Jakarta (ANTARA) - Pakar kesehatan Prof. Dr. dr. Akmal Taher merekomendasikan strategi yang bisa dilakukan masyarakat dan tenaga medis untuk menekan atau bahkan menghentikan laju kasus COVID-19 di Indonesia dengan mengikuti 3M dan 3T.
"Masyarakat mengikuti 3M (memakai masker, menjaga jarak dan rajin mencuci tangan), bagian tenaga kesehatan 3T yakni tracing (testing, treatment) atau mencari yang positif, tidak hanya menunggu, lalu tes. Kalau positif isolasi (pasien) sehingga tidak menularkan," kata Akmal yang merupakan pakar bidang urologi, dalam sebuah diskusi daring, Sabtu.
Menurut Akmal yang merupakan mantan Kepala Bidang Penanganan Kesehatan Satuan Tugas Penanganan COVID-19, supaya seluruh masyarakat mau menerapkan 3M, tak cukup hanya diberi tahu tetapi perlu ada tindak lanjut agar 3M menjadi bagian perilaku di masyarakat. Komunitas bisa berperan menjangkau masyarakat melalui pendekatan masing-masing.
Baca juga: Penerapan protokol kesehatan di rumah cegah munculnya klaster keluarga
Baca juga: Adakah senam jantung khusus untuk cegah COVID-19?

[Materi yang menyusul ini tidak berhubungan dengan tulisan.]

PR #10963, opened 2025-10-09
Asura hide cover

Naputt1:
Screenshot 2025-10-09 at 14 15 02

Checklist:


AwkwardPeak7:
why? one extra page isn't a big deal. besides, this work under the assumption the first page will always be the "cover page", which may or may not remain true in the future.

Naputt1:
It's optional so you just have to turn it off the they decided the move the "cover page".

src/en/asurascans/src/eu/kanade/tachiyomi/extension/en/asurascans/AsuraScans.kt
```diff
@@ -297,16 +297,18 @@ class AsuraScans : ParsedHttpSource(), ConfigurableSource {
...
+                        .fragment("pageListParse")
+                        .build()
+                        .toString()
+                }
 
-            Page(i, imageUrl = newUrl ?: page.url)
-        }
+                Page(i, imageUrl = newUrl ?: page.url)
+            }
     }
```
AwkwardPeak7, line 312:
```suggestion
        val pageListFiltered = if (preferences.hideCoverPages()) { pageList.drop(0) } else { pageList }
        return pageListFiltered.mapIndexed { i, page ->
                val newUrl = page.url.toHttpUrlOrNull()?.run {
                    newBuilder()
                        .fragment("pageListParse")
                        .build()
                        .toString()
                }

                Page(i, imageUrl = newUrl ?: page.url)
            }
}
```
avoid double iteration

Amejonah1200:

Penanganan pandemi COVID-19 di Vietnam mungkin bisa menjadi contoh. Masyarakat diminta membayangkan COVID-19 sebagai musuh atau penjajah negeri mereka di masa lalu. Hal ini menjadi salah satu alasan tak ada transmisi lokal di Vietnam selama beberapa minggu terakhir.
Duta Besar Indonesia untuk Vietnam, Ibnu Hadi pernah mengatakan, masyarakat di sana patuh melaksanakan aturan pemerintah. Di sisi lain, pemerintah juga langsung mengambil langkah saat ada potensi penyebaran. Sejauh ini, Vietnam tercatat memiliki 1069 kasus positif, dengan 35 kematian dan 1020 pasien berhasil sembuh.
Lebih lanjut, terkait tracing, seperti saran Organisasi Kesehatan Dunia (WHO), para tenaga kesehatan perlu mencari setidaknya 30 orang yang berkontak erat dengan pasien positif COVID-19 selama dua minggu terakhir. Mereka ini harus ditemukan setidaknya dalam waktu 3x24 jam.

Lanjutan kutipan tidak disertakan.